— What the task requires —
Retype the records below exactly. Leave nothing out.
====== Input material
PR #921, opened 2022-07-07
Support cargo term variables.

### LINKED ISSUE #919: Support `CARGO_TERM_VERBOSE`, etc.
### Checklist

### Describe your request

Currently, when extracting the verbose mode, quiet mode, or term color, we ignore the environment variables `CARGO_TERM_COLOR`, etc. These should be respected and parsed by `cross` itself.

This is relatively easy to implement and is fully compatible with `cargo`.

Alexhuszagh:
Use the `CARGO_TERM_VERBOSE`, `CARGO_TERM_QUIET`, and `CARGO_TERM_COLOR` environment variables for cross terminal output. This enables us to detect term settings via environment variables, which are overridden by command-line flags, which is our own behavior.

Cargo has CLI flags override environment variables, and verbose and quiet cannot be set for the same level. So if `CARGO_TERM_VERBOSE=true` and `--quiet` are used, then we use the quiet setting, but if `--verbose` and `--quiet` are used, then we print a fatal error message.

Closes #919.

### DIFF
--- a/CHANGELOG.md
+++ b/CHANGELOG.md
@@ -9,6 +9,7 @@ This project adheres to [Semantic Versioning](http://semver.org/).
 
 ### Added
 
+- #921 - use `CARGO_TERM_VERBOSE`, `CARGO_TERM_QUIET`, and `CARGO_TERM_COLOR` environment variables for cross terminal output.
 - #913 - added the `x86_64-unknown-illumos` target.
 - #905 - added `qemu-runner` for musl images, allowing use of native or emulated runners.
 - #905 - added qemu emulation to `i586-unknown-linux-gnu`, `i686-unknown-linux-musl`, and `i586-unknown-linux-gnu`, so they can run on an `x86` CPU, rather than an `x86_64` CPU.
--- a/src/bin/commands/clean.rs
+++ b/src/bin/commands/clean.rs
@@ -13,7 +13,7 @@ pub struct Clean {
     /// Do not print cross log messages.
     #[clap(short, long)]
     pub quiet: bool,
-    /// Whether messages should use color output.
+    /// Coloring: auto, always, never
     #[clap(long)]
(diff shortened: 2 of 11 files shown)


Emilgardis (commented):
lgtm!

the clap `Option<String>` should be converted to `ColorChoice` though, with default auto

Alexhuszagh:
Should I change everything to an enumerated values? I had it a list of options with a default earlier, but removed it because of envvars, but I can restore it.

https://github.com/clap-rs/clap/blob/v3.1.18/examples/tutorial_derive/README.md#enumerated-values

Emilgardis:
Was thinking this one: https://docs.rs/clap/3.2.8/clap/builder/struct.EnumValueParser.html

Alexhuszagh:
> Was thinking this one: https://docs.rs/clap/3.2.8/clap/builder/struct.EnumValueParser.html or https://docs.rs/clap/3.2.8/clap/trait.ValueEnum.html

That's the same I believe, just using the derive API.

Alexhuszagh:
It creates really bad help messages when we change those, so I've just made sure the error messages for invalid colors are nicer.

**Using Clap EnumParser**

Screenshot_20220707_195514

**Using Custom Validation**

Screenshot_20220707_195611

I even tried the following, but it doesn't do enough:

```rust
    /// Coloring: auto, always, never
    #[clap(
        long,
        arg_enum,
        //env = "CARGO_TERM_COLOR",
        hide_possible_values = true,
        hide_env_values = true,
        hide_default_value = true,
    )]
    pub color: ColorChoice,
```

I've made sure the output is similar to clap however, identical even on small terms.

**Generic Clap**

Screenshot_20220707_195535

**Cross Error**

Screenshot_20220707_204945

Emilgardis (approved):
bors r+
============
— Solution to the problem —
PR #921, opened 2022-07-07
Support cargo term variables.

### LINKED ISSUE #919: Support `CARGO_TERM_VERBOSE`, etc.
### Checklist

### Describe your request

Currently, when extracting the verbose mode, quiet mode, or term color, we ignore the environment variables `CARGO_TERM_COLOR`, etc. These should be respected and parsed by `cross` itself.

This is relatively easy to implement and is fully compatible with `cargo`.

Alexhuszagh:
Use the `CARGO_TERM_VERBOSE`, `CARGO_TERM_QUIET`, and `CARGO_TERM_COLOR` environment variables for cross terminal output. This enables us to detect term settings via environment variables, which are overridden by command-line flags, which is our own behavior.

Cargo has CLI flags override environment variables, and verbose and quiet cannot be set for the same level. So if `CARGO_TERM_VERBOSE=true` and `--quiet` are used, then we use the quiet setting, but if `--verbose` and `--quiet` are used, then we print a fatal error message.

Closes #919.

### DIFF
--- a/CHANGELOG.md
+++ b/CHANGELOG.md
@@ -9,6 +9,7 @@ This project adheres to [Semantic Versioning](http://semver.org/).
 
 ### Added
 
+- #921 - use `CARGO_TERM_VERBOSE`, `CARGO_TERM_QUIET`, and `CARGO_TERM_COLOR` environment variables for cross terminal output.
 - #913 - added the `x86_64-unknown-illumos` target.
 - #905 - added `qemu-runner` for musl images, allowing use of native or emulated runners.
 - #905 - added qemu emulation to `i586-unknown-linux-gnu`, `i686-unknown-linux-musl`, and `i586-unknown-linux-gnu`, so they can run on an `x86` CPU, rather than an `x86_64` CPU.
--- a/src/bin/commands/clean.rs
+++ b/src/bin/commands/clean.rs
@@ -13,7 +13,7 @@ pub struct Clean {
     /// Do not print cross log messages.
     #[clap(short, long)]
     pub quiet: bool,
-    /// Whether messages should use color output.
+    /// Coloring: auto, always, never
     #[clap(long)]
(diff shortened: 2 of 11 files shown)


Emilgardis (commented):
lgtm!

the clap `Option<String>` should be converted to `ColorChoice` though, with default auto

Alexhuszagh:
Should I change everything to an enumerated values? I had it a list of options with a default earlier, but removed it because of envvars, but I can restore it.

https://github.com/clap-rs/clap/blob/v3.1.18/examples/tutorial_derive/README.md#enumerated-values

Emilgardis:
Was thinking this one: https://docs.rs/clap/3.2.8/clap/builder/struct.EnumValueParser.html

Alexhuszagh:
> Was thinking this one: https://docs.rs/clap/3.2.8/clap/builder/struct.EnumValueParser.html or https://docs.rs/clap/3.2.8/clap/trait.ValueEnum.html

That's the same I believe, just using the derive API.

Alexhuszagh:
It creates really bad help messages when we change those, so I've just made sure the error messages for invalid colors are nicer.

**Using Clap EnumParser**

Screenshot_20220707_195514

**Using Custom Validation**

Screenshot_20220707_195611

I even tried the following, but it doesn't do enough:

```rust
    /// Coloring: auto, always, never
    #[clap(
        long,
        arg_enum,
        //env = "CARGO_TERM_COLOR",
        hide_possible_values = true,
        hide_env_values = true,
        hide_default_value = true,
    )]
    pub color: ColorChoice,
```

I've made sure the output is similar to clap however, identical even on small terms.

**Generic Clap**

Screenshot_20220707_195535

**Cross Error**

Screenshot_20220707_204945

Emilgardis (approved):
bors r+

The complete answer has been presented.